Дверь широко распахнулась и через порог переступил Макс. Я успела заметить, как за его спиной мелькнуло чье-то мощное туловище, затянутое в черную форменную одежду. Макс оглянулся через плечо и дверь прикрыл, распорядившись в сторону вервольфа:

– Ты свободен. Оставь нас.

Гриша подчинился не сразу. Сперва он вопросительно взглянул на меня. Я в ответ развела руками, мол, ничем не могу помочь и понятия не имею, чего вам двоим от меня надобно. Оборотень глаза отвел и с тяжелым вздохом поднялся. Сунув руки в карманы, мужчины замерли друг напротив друга. Роста они были почти одинакового, разве что Гриша чуть повыше, да и в телосложении один другому не уступал.
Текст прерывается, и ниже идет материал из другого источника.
PR #7194, opened 2020-04-04
Fix anti-adblock on aternos.org

llacb47:
Needed for mobile devices

Last PR: https://github.com/uBlockOrigin/uAssets/pull/7161

PR #7208, opened 2020-04-09

llacb47:
The old `calc` value caused Firefox to round `min-height` down to 0px, triggering anti-adblock.

Last PR: https://github.com/uBlockOrigin/uAssets/pull/7194


okiehsch:
Thx.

– Ты хочешь мне что-то сказать? – с вызовом приподнял бровь Макс, не отворачиваясь от вожака.

– Да, – без страха и колебаний ответил Гриша. – Но скажу потом, когда будем наедине.

– Жду, не дождусь, – равнодушно бросил мой бывший друг, обошел оборотня и приблизился к кровати, на которой оставалась сидеть я. – А теперь можешь заняться своими делами.

– Не сомневайся, займусь, – кивнул вожак, поглядел на меня с мелькнувшей на дне зрачков затаенной тоской, такой, что хоть вместе с ним на луну вой. А потом ушел.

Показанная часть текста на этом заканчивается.